Иван слушал своего тёзку, верил ему, и не верил. Это что же получается, с предком своим в одном окопе встретился. Помнится, както политрук рассказывал о той войне с французами. Мол, отступали наши, отступали, и Москву отдали. А потом как вдарили и погнали Наполеона по той же дороге, по которой он пришёл чуть ли не полтора века минуло с тех пор
Иван достал кисет, подаренный ему на прощание женой, скрутил цигарку, затянулся крепким табачным дымом и протянул самокрутку собеседнику. Тот бережно принял цигарку, затянулся, и улыбка вновь блеснула из-под его усов.
Хорош Словно медку гречишного хлебнул.
Хорош, согласился Иван, У тебя жена, дети есть? спросил он.
Была, помрачнел солдат, была и жена-красавица, и лапушка-дочка.

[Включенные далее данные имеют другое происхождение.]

PR #27, opened 2026-05-16
feat(package): expose host-neutral library entrypoints

Dimon94:
## Description | 描述

Add a focused package/library-mode surface for host-neutral integrations:

- export typed package subpaths for `./core` and `./config`
- re-export `parseConfig` and config types from the core barrel
- generate declaration files for the package entrypoints
- remove stale package metadata that referenced missing CLI build outputs, so `npm pack` validates the publishable package
- keep the published OpenClaw extension pointed at the built runtime artifact and keep the source checkout unchanged

OpenClaw remains the default plugin path. This PR only makes the existing core easier to consume from package subpaths and keeps package metadata internally consistent.

## Related Issue | 关联 Issue

None.

## Change Type | 修改类型
- [ ] Bug fix | Bug 修复
- [x] New feature | 新功能

## Self-test Checklist | 自测清单

## Additional Notes | 其他说明

Local verification:

- `npm test -- src/core/public-exports.test.ts src/core/package-metadata.test.ts`
- `npm run build:plugin`
- `npm pack --dry-run` produced a 289.0 kB tarball, under the 512 kB CI size guard.

### DIFF
--- a/README.md
+++ b/README.md
@@ -334,6 +334,37 @@ Debugging no longer means probing an opaque database — it becomes a determinis
 | Hybrid retrieval | BM25 + vector + RRF — supports both keyword and semantic recall |
 | Agent tools | `tdai_memory_search` / `tdai_conversation_search` |
 
+### Library Mode for Non-OpenClaw Hosts
+
+OpenClaw remains the default plugin entry point, but host-neutral embedders can
+use the same core without depending on OpenClaw runtime APIs:
+
+```ts
+import { TdaiCore, parseConfig } from "@tencentdb-agent-memory/memory-tencentdb/core"
+import type {
+  CompletedTurn,
+  HostAdapter,
+} from "@tencentdb-agent-memory/memory-tencentdb/core"
+
+const config = parseConfig({
+  capture: { enabled: true },
+  extraction: { enabled: false },
+})
+
+const core = new TdaiCore({
+  hostAdapter,
+  config,
+})
+await core.initialize()
+```
+
+`TdaiCore` obtains model execution through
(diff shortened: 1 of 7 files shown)


Maxwell-Code07:
Hi @Dimon94, thanks for this PR!

Since this changes the public package surface, we'll need to review it together with the product team to ensure it aligns with our intended API stability guarantees. Will get back to you after internal review.
Thanks for contributing! 🙏

Dimon94:
Thanks for the update. That makes sense. I agree this should be treated as a public API/stability decision rather than just an implementation detail.

I'll wait for your internal/product review before changing the PR further. If the preferred direction is to keep the public surface smaller, I'm happy to narrow this to the minimal subpath exports or adjust the package entry points to match the API stability boundary you want to support.

YOMXXX:
Triage note while cleaning up older PRs:

This still looks like a real, not-duplicated proposal: current main only exposes the root package export, so the host-neutral subpath export idea has not been superseded by the later adapter/checkpoint/FTS5 work.

I would not treat it as merge-ready yet, though:

- The branch is currently DIRTY and needs a rebase before any final review.
- The change expands the public package surface, so it still needs the product/API-boundary decision Maxwell called out earlier.
- After rebasing, it should get fresh verification for tests/build plus a package dry-run or equivalent check that the generated export paths resolve from the packed artifact.

Suggested cleanup path: either keep this open as the canonical public API proposal and rebase it for product review, or split the metadata/test cleanup from the actual subpath exports so maintainers can accept the mechanical pieces independently.

PR #29, opened 2026-05-16
fix(core): scope L1 memory search in stores

Dimon94:
## Description | 描述

Make L1 memory search scope filters apply before result truncation:

- accept `sessionKey` / `sessionId` in `searchMemories()` and Gateway `/search/memories`
- pass scope filters through the L1 store interfaces
- apply SQLite FTS filters in SQL and vector filters before final topK results are returned
- apply TCVDB filters through the query filter expression
- keep a caller-side scope check as a final defense
- add regression coverage for vector and FTS paths where unscoped topK truncation could otherwise hide in-scope memories

This is a general shared-backend correctness fix. It is not tied to any specific downstream host.

## Related Issue | 关联 Issue

None.

## Change Type | 修改类型
- [x] Bug fix | Bug 修复
- [ ] New feature | 新功能

## Self-test Checklist | 自测清单

## Additional Notes | 其他说明

Local verification:

- `npm test -- src/core/tools/memory-search.test.ts`
- `npm test`
- `npm run build:plugin`
- `git diff --cached --check` before commit

### DIFF
--- a/CHANGELOG.md
+++ b/CHANGELOG.md
@@ -4,6 +4,14 @@
 
 ---
 
+## [Unreleased]
+
+### ✨ 改进
+
+- **L1 作用域过滤**：`searchMemories()` 支持 `sessionKey` / `sessionId`，Gateway `/search/memories` 支持 `session_key` / `session_id`，避免共享后端里的结构化记忆跨 session 召回。
+
+---
+
 ## [0.3.4] - 2026-05-12
 
 ### 🐛 修复
--- a/src/core/store/sqlite.ts
+++ b/src/core/store/sqlite.ts
@@ -28,6 +28,7 @@ import type {
   IMemoryStore,
   StoreCapabilities,
   L0Record,
+  L1QueryFilter,
   L1SearchResult,
   L1FtsResult,
   L0SearchResult,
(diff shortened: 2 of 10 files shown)


Maxwell-Code07:
Hi @Dimon94, thanks for this fix!

This is an important correctness improvement for scoped memory search. We'll review the implementation details and get back to you.
Thanks! 🙏

Dimon94:
Thanks for the quick response.

Agreed. The key correctness point here is that scope filtering should happen before topK truncation, otherwise valid in-scope memories can be hidden by out-of-scope results that happen to rank higher globally.

I tried to keep the fix store-local and defensive: each backend applies the scope as early as its query path allows, and the caller-side check remains as a final guard. I also added regression tests for both vector and FTS paths to cover the truncation-before-filtering failure mode.

I will wait for the implementation review and adjust anything that does not fit the backend conventions.

YOMXXX:
Triage note: #354 is now the canonical focused fix for #111 and has been locally verified/approved.

This PR overlaps on the same session-scoped L1 search problem, but it goes deeper by pushing scope filters into the store implementations and Gateway surface. That may still be useful as a follow-up optimization/correctness hardening, especially to avoid topK truncation before filtering, but it should be rebased after #354 and split away from the immediate #111 client-side isolation fix.

Suggested next step: re-scope this PR to the store-level pre-filtering improvement only, keep #354’s public/tool threading as the baseline, and add tests that demonstrate the pre-filtering behavior beyond what #354 already covers.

Да беда сгубила, и любовь и жизнь нашу. Раз увидел барин жену мою в поле и приказал к себе отвести. Скрутили её, на подводу бросили. Дочурка наша, шестой годок ей шёл, бросилась к барину, кричит: "Мама, мама!" Только тот и слушать не стал. Хлестнул арапником по светлой головке и укатил. Когда прибежал я, доченька моя лежала на дороге, а кровушка её алая в пыли растеклась.
Перевернулось тут у меня сердце. Взял я рогатину и к хоромам барским
Снова затряслась земля от взрывов. Расцвела рваными ранами воронок. За артподготовкой поднялась в атаку новая волна вражьей цепи.
Эх, браток некогда и поговорить то нам по-человечески, вздохнул Иван, поднимая винтовку, а сколько рассказать хотелось о жизни нашей. Да некогда. Опять, гады полезли. Давай угостим их, как положено.
Угостим, поднял длинное своё ружьё другой Иван, досыта накормим.
Бой разгорался. Все гуще становился визг вражьих пуль. И когда убило одного Ивана, другой склонился над ним, закрыл ему глаза, вздохнул тяжко:
Не дождалась тебя жинка, браток.
Взял Иван винтовку друга, передёрнул затвор, как будто всю жизнь это делал, прицелился, выстрелил.
Ничего, процедил он сквозь зубы, ничего, сочтёмся и за кровь, и за слезы. Хоть и чёртово племя вы, а от пули не уйти
Запнулся солдат. Нашёл и его горячий кусок металла, прямо в сердце попал. Разжались пальцы, выпуская винтовку. Медленно осел Иван в окопе, руки бессильно уронил на землю. Промчался над окопом враг, подняв клубы дыма и пыли над дорогой, по которой погонят его назад.
80- е годы.
Сапёры осторожно перенесли останки солдат двух эпох. Похоронили их на окраине села, со всеми воинскими почестями.
Сияют под солнцем бронзовые буквы: "Русским героям вечная память и слава".